Despite spending a lot of time reading and thinking about the Voting Rights Act case the Supreme Court will hear next week, there’s a puzzle I’m still trying to crack: How can it be that one of the crowning achievements of the civil rights movement, a provision upheld on four previous occasions by the Supreme Court and re-enacted in 2006 by overwhelming bipartisan majorities in Congress (98-0 in the Senate, 390-33 in the House), a law that President George W. Bush urged the justices to uphold again four years ago in one of his final acts in office, a law that has demonstrably defeated myriad efforts both flagrant and subtle to suppress or dilute the African-American vote, is now hanging by a thread? Of the hanging-by-a-thread part, there’s little doubt. Four years ago, in Northwest Austin Municipal Utility District No. One v. Holder, a case commonly referred to as Namudno, the Supreme Court came within a hair’s breadth of declaring the Voting Rights Act’s Section 5 unconstitutional. “Things have changed in the South,” Chief Justice John G. Roberts Jr. declared in the court’s opinion, an oft-quoted line of pithy constitutional analysis that took its place with the chief justice’s other profound musings on race in America. (The others, so far, are “It is a sordid business, this divvying us up by race,” dissenting in 2006 from a decision awarding a rare victory to Latino plaintiffs who had sued to invalidate a Texas congressional district; and “The way to end racial discrimination is to stop discriminating by race,” in a 2007 plurality opinion striking down integration-preserving efforts by public school districts in Louisville, Ky., and Seattle.)

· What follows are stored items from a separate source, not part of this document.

PR #20697, opened 2025-09-18
fix negative const generic integer literals

Oblarg:
https://github.com/rust-lang/rust-analyzer/issues/20696

openly admit this was AI-assisted, but it seemed like a sufficiently small/straightforward issue to be a good idea to attempt

### DIFF
--- a/crates/hir-ty/src/lower.rs
+++ b/crates/hir-ty/src/lower.rs
@@ -299,6 +299,29 @@ impl<'a> TyLoweringContext<'a> {
                 const_type,
                 self.resolver.krate(),
             ),
+            hir_def::hir::Expr::UnaryOp { expr: inner_expr, op: hir_def::hir::UnaryOp::Neg } => {
+                if let hir_def::hir::Expr::Literal(literal) = &self.store[*inner_expr] {
+                    // Only handle negation for signed integers and floats
+                    match literal {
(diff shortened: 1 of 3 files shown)


crates/hir-ty/src/lower.rs
```diff
@@ -299,6 +299,29 @@ impl<'a> TyLoweringContext<'a> {
...
+                                unknown_const(const_type)
+                            }
+                        }
+                        // For unsigned integers, chars, bools, etc., negation is not meaningful
+                        _ => unknown_const(const_type),
+                    }
+                } else {
+                    unknown_const(const_type)
+                }
+            }
```
ShoyuVanilla, line 324: Could you duplicate this to the following location as well?

https://github.com/rust-lang/rust-analyzer/blob/50bb3c5d820d03b41088e0d66dd3b9bbc7236c4e/crates/hir-ty/src/lower_nextsolver.rs#L266-L290

ShoyuVanilla (approved):
I believe we should eventually lower const generics with consteval for the bigger picture. That said, this PR doesn’t cause any harm—it introduces some improvements with only small changes. Approving with a nit

crates/hir-ty/src/lower.rs
Oblarg: done :)

lnicola:
changelog fix (first contribution) fix negative literals in const generics

PR #20702, opened 2025-09-19
Fix `else` completion before else keyword

A4-Tacks:
Example
---
```rust
fn foo() {
    let x = if true {
        1
    } el$0 else {
        2
    };
}
```

**Before this PR**:

```text
else~    k [LS]
else if~ k [LS]
```

**After this PR**:

```text
else if~ k [LS]
```


ShoyuVanilla (approved):
Thanks!

PR #21692, opened 2026-02-22
fix: Fix another case where we forgot to put the type param for `PartialOrd` and `PartialEq` in builtin derives

ChayimFriedman2:
Should fix https://github.com/rust-lang/rust-analyzer/issues/21641#issuecomment-3940990752; @nicola-gigante can you check?


nicola-gigante:
Yes, it works, thanks! 👍

PR #21695, opened 2026-02-23
fix: Improve inserted order for trait_impl_redundant_assoc_item

A4-Tacks:
Example
---
```rust
trait Marker {
    fn foo();
    fn baz();
}
impl Marker for Foo {
    fn foo() {}
    fn missing() {}$0
    fn baz() {}
}
```

**Before this PR**

```rust
trait Marker {
    fn missing();
    fn foo();
    fn baz();
}
impl Marker for Foo {
    fn foo() {}
    fn missing() {}
    fn baz() {}
}
```

**After this PR**

```rust
trait Marker {
    fn foo();
    fn missing();
    fn baz();
}
impl Marker for Foo {
    fn foo() {}
    fn missing() {}
    fn baz() {}
}
```

### DIFF
--- a/crates/ide-diagnostics/src/handlers/trait_impl_redundant_assoc_item.rs
+++ b/crates/ide-diagnostics/src/handlers/trait_impl_redundant_assoc_item.rs
@@ -5,8 +5,10 @@ use ide_db::{
     label::Label,
     source_change::SourceChangeBuilder,
 };
-use syntax::ToSmolStr;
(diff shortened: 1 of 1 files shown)


ChayimFriedman2:
I'm not sure we want this complexity. This is a small thing and if the items aren't in the same order as the trait it's not helpful anyway.

flodiebold:
IMO it's worth it, and the complexity is pretty well-contained.

PR #21699, opened 2026-02-24
fix: Detect E0804 when casting raw ptr-to-dyn adds auto traits

Albab-Hasan:
the `check_ptr_ptr_cast` function had an early return when the source and destination dyn trait objects shared the same principal trait def id:

    if src_principal == dst_principal {
        return Ok(());
    }

this bypassed all three remaining checks that the code comment explicitly listed as required: generic argument equality, projection equality and the auto-trait superset check. as a resultcasts like `*mut dyn Trait as *mut (dyn Trait + Send)` were silently accepted instead of emitting e0804.

the fix removes the early return. `CastError::PtrPtrAddingAutoTraits` and its diagnostic were already implemented they just couldnt be reached. the supertrait case (`trait Trait: Send`) continues to work correctly because the auto trait check already accounts for implied auto traits via supertrait elaboration.

### DIFF
--- a/crates/hir-ty/src/infer/cast.rs
+++ b/crates/hir-ty/src/infer/cast.rs
@@ -328,11 +328,7 @@ impl<'db> CastCheck<'db> {
                     //
                     // Note that trait upcasting goes through a different mechanism (`coerce_unsized`)
                     // and is unaffected by this check.
-                    (Some(src_principal), Some(dst_principal)) => {
-                        if src_principal == dst_principal {
-                            return Ok(());
-                        }
-
+                    (Some(src_principal), Some(_)) => {
                         // We need to reconstruct trait object types.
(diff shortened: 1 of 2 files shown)


Albab-Hasan:
@ChayimFriedman2 hey, can you check this out?

ShoyuVanilla (approved):
IIRC, this was added deliberately to suppress the false positives, but yeah, I guess this would be good to be removed as our type inferences is mature enough by now.
Thanks!

*[View changes since this review](https://triagebot.infra.rust-lang.org/gh-changes-since/rust-lang/rust-analyzer/21699/05da4cf3c4dfb8aa3430343f41e73c4cfad46bd5..da7b8bbec2d7ebde73da260ef90a22882050f873)*

PR #21705, opened 2026-02-25
fix: cfg_select supports non token-tree tokens

A4-Tacks:
Fixes rust-lang/rust-analyzer#21702

- Fix single non-curly groups is ignored `true => ((),)`, old: `(),`, new: `((),)`

Example
---
```rust
const _: i32 = cfg_select! { true => 2 + 3, _ => 3 + 4 };
```

**Before this PR**

```rust
const _: i32 = cfg_select! { true => 2 /* expected a token tree after `=>` */+ 3, _ => 3 + 4 };
```

**After this PR**

```rust
const _: i32 = 2 + 3;
```

### DIFF
--- a/crates/hir-expand/src/builtin/fn_macro.rs
+++ b/crates/hir-expand/src/builtin/fn_macro.rs
@@ -381,16 +381,40 @@ fn cfg_select_expand(
                 );
             }
         }
-        let expand_to_if_active = match iter.next() {
-            Some(tt::TtElement::Subtree(_, tt)) => tt.remaining(),
-            _ => {
+        let expand_to_if_active = match iter.peek() {
+            Some(tt::TtElement::Subtree(sub, tt)) if sub.delimiter.kind == DelimiterKind::Brace => {
+                iter.next();
+                tt.remaining()
+            }
+            None | Some(TtElement::Leaf(tt::Leaf::Punct(tt::Punct { char: ',', .. }))) => {
                 let err_span = iter.peek().map(|it| it.first_span()).unwrap_or(span);
+                iter.next();
                 return ExpandResult::new(
                     tt::TopSubtree::empty(tt::DelimSpan::from_single(span)),
                     ExpandError::other(err_span, "expected a token tree after `=>`"),
                 );
             }
+            Some(_) => {
+                let expr = expect_fragment(
+                    db,
+                    &mut iter,
+                    parser::PrefixEntryPoint::Expr,
+                    tt.top_subtree().delimiter.delim_span(),
+                );
+                if let Some(err) = expr.err {
+                    return ExpandResult::new(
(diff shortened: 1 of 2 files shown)


crates/hir-expand/src/builtin/fn_macro.rs
```diff
@@ -384,16 +384,34 @@ fn cfg_select_expand(
...
+            None | Some(TtElement::Leaf(tt::Leaf::Punct(tt::Punct { char: ',', .. }))) => {
                 let err_span = iter.peek().map(|it| it.first_span()).unwrap_or(span);
+                iter.next();
                 return ExpandResult::new(
                     tt::TopSubtree::empty(tt::DelimSpan::from_single(span)),
                     ExpandError::other(err_span, "expected a token tree after `=>`"),
                 );
             }
+            Some(_) => {
+                let savepoint = iter.savepoint();
```
ChayimFriedman2: That's not how rustc does this and this is not the right way. This will break on e.g. paths with commas like `foo::<T, U>`. You need to parse an expression with the parser.

A4-Tacks: But it still needs to support pat, so I roughly delimited it with commas

ChayimFriedman2: What do you mean by "it still need to support pat"? You need to use the parser to parse an expr like with macro_rules matcher.

A4-Tacks: Like `let cfg_select! { _ => () } = ();`,
but now I realize that it's actually parsing according to the expression, it just happens to be a valid pat

crates/hir-expand/src/builtin/fn_macro.rs
```diff
@@ -413,6 +423,39 @@ fn cfg_select_expand(
                 "none of the predicates in this `cfg_select` evaluated to true",
             ),
         ),
+    };
+
+    /// Parse one expression, skip comma in turbofish
+    fn parse_expr<'a>(iter: &mut TtIter<'a>) -> tt::TokenTreesView<'a> {
```
ChayimFriedman2: That is definitely not enough. The only way to parse an expression reliably is to invoke the parser.

A4-Tacks: > That is definitely not enough.

Is there anything else besides the closure returning the location?

> The only way to parse an expression reliably is to invoke the parser.

Do we have an expression parser for TtIter?

ChayimFriedman2: > Is there anything else besides the closure returning the location?

What do you mean?

> Do we have an expression parser for TtIter?

No, but you can look at the macro_rules matcher. Look at the function named `expect_fragment()`.

ChayimFriedman2 (approved):

PR #21716, opened 2026-02-27
fix: Use -Zlockfile-path on every 1.95 nightly

lnicola:
Closes rust-lang/rust-analyzer#21715


lnicola:
image

Oh, we'll probably have to backport this.

ShoyuVanilla:
Aaargh sorry 😢

demosdemon:
Will this break once 1.95 is beta?

ShoyuVanilla:
> Will this break once 1.95 is beta?

No, the purpose of this PR is exactly to make it never happen

PR #21719, opened 2026-02-27
fix: Improve newline for make `match`, `if`, `while` etc

A4-Tacks:
- Remove unused `ast::make::match_arm_with_guard`

Example
---
```rust
fn main() {
    if true {
        $0if true
            && false
        {
            foo()
        }
    }
}
```

**Before this PR**

```rust
fn main() {
    if true {
        match true
            && false {
            true => foo(),
            false => (),
        }
    }
}
```

**After this PR**

```rust
fn main() {
    if true {
        match true
            && false
        {
            true => foo(),
            false => (),
        }
    }
}
```

### DIFF
--- a/crates/ide-assists/src/handlers/move_guard.rs
+++ b/crates/ide-assists/src/handlers/move_guard.rs
@@ -567,7 +567,8 @@ fn main() {
     match 92 {
         x => if true
             && true
-            && true {
+            && true
+        {
             {
                 false
             }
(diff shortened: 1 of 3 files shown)


ChayimFriedman2 (approved):
Generally I'm not a fan of whitespace fixes and I prefer to let rustfmt do the job, but this one is simple enough.

*[View changes since this review](                                                                                                                                                                       )*

PR #21726, opened 2026-03-01
Fix: align `is_rust()` with rustc by correcting constructor ABI in next solver

Albab-Hasan:
resolves a TODO in `crates/hir-ty/src/next_solver/abi.rs` .

TODO: rustc does not consider `RustCall` to be true here but chalk does the `rustc_type_ir::inherent::Abi` trait documents `is_rust()` as * "if this ABI is `extern "Rust"`"*. `RustCall` is `extern "rust-call"` a specific ABI used internally for the closure calling convention so returning `true` for it violates the trait contract and diverges from rustcs behavior.

cause:  `fn_sig_for_struct_constructor` and `fn_sig_for_enum_variant_constructor` in `lower.rs` were assigning `FnAbi::RustCall` to tuple struct and enum variant constructors a holdover from the chalk era. in rustc these constructors have `extern "Rust"` ABI. because of this `is_rust()` was forced to include `RustCall` so that constructors would still pass the `is_fn_trait_compatible()` check in the next solver (used at 5 call sites in `rustc_next_trait_solver::solve::assembly::structural_traits` to gate `Fn`/`FnMut`/`FnOnce` impl resolution for `FnDef` and `FnPtr` types).

fix:
- change struct and enum variant constructor signatures to use `FnAbi::Rust`
- change `is_rust()` to `matches!(self, FnAbi::Rust)`, matching rustc's semantics

added two tests comfirming tuple struct and enum variant constructors correctly implement `Fn` traits through the next solver after this change.

### DIFF
--- a/crates/hir-ty/src/lower.rs
+++ b/crates/hir-ty/src/lower.rs
@@ -2468,7 +2468,7 @@ fn fn_sig_for_struct_constructor(
     let inputs_and_output =
         Tys::new_from_iter(DbInterner::new_no_crate(db), params.chain(Some(ret.as_ref())));
     StoredEarlyBinder::bind(StoredPolyFnSig::new(Binder::dummy(FnSig {
-        abi: FnAbi::RustCall,
+        abi: FnAbi::Rust,
         c_variadic: false,
         safety: Safety::Safe,
         inputs_and_output,
@@ -2487,7 +2487,7 @@ fn fn_sig_for_enum_variant_constructor(
     let inputs_and_output =
         Tys::new_from_iter(DbInterner::new_no_crate(db), params.chain(Some(ret.as_ref())));
     StoredEarlyBinder::bind(StoredPolyFnSig::new(Binder::dummy(FnSig {
-        abi: FnAbi::RustCall,
+        abi: FnAbi::Rust,
         c_variadic: false,
         safety: Safety::Safe,
         inputs_and_output,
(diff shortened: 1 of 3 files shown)


Albab-Hasan:
rustc's actual implementation in compiler/rustc_middle/src/ty/context.rs:

```
impl<'tcx> rustc_type_ir::inherent::Abi<TyCtxt<'tcx>> for ExternAbi {
    fn rust() -> Self {
        ExternAbi::Rust
    }

    fn is_rust(self) -> bool {
        matches!(self, ExternAbi::Rust)
    }
}
```

my fix is pretty much the same in structure:

```
fn is_rust(self) -> bool {
    matches!(self, FnAbi::Rust)
}
```

Albab-Hasan:
@ChayimFriedman2 hey, can you check this out? if you have some free time.

ChayimFriedman2 (approved):

ChayimFriedman2:
Thanks!

Albab-Hasan:
@ChayimFriedman2 thanks for checking it out. also is there i anyway i can talk to you in zulip? i have some questions to ask if u dont mind. i cant seem to find u there.

ChayimFriedman2:
I'm available on Zulip (Chayim Refael Friedman), but if you have questions, it's better to ask them in the public, so that more people can answer and learn.

PR #21738, opened 2026-03-03
fix: Stale diagnostics when a custom check command is configured

Wilfred:
We can't use the flycheck scope, because that value varies depending on how the flycheck was triggered. See also rust-lang/rust-analyzer#21571, which was reverted due to issues with scope.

Section 5 is the Voting Rights Act’s “pre-clearance” provision, which applies in all or part of 16 states, mostly in the South. These “covered” jurisdictions can’t make a change in voting procedures (new voter-ID requirements or sudden limits on early voting, to cite recent examples) without persuading either the Department of Justice or a special three-judge federal court that the change neither has the purpose nor will have the effect of “denying or abridging the right to vote on account of race or color.” By his paean to Southern progress, Chief Justice Roberts meant that the provision was no longer justified.
The court in Namudno nonetheless stopped short of turning that sentiment into a constitutional holding. At the last minute, someone blinked. Maybe it was Justice Anthony M. Kennedy. Maybe it was the chief justice himself. My own unverified theory is that the court’s liberals, looking for a way out of impending disaster, came up with an offer the conservatives couldn’t refuse without exposing the rank judicial activism in which they were poised to engage. The deus ex machina was an invitation by the court to the plaintiff, Northwest Austin sewer district, to “bail out” from Section 5 coverage — even though the statute’s plain language made jurisdictions of the sewer district’s sort ineligible for the bail-out option — thus removing the basis for ruling on the section’s constitutionality. The result was to preserve the underlying issue for another day.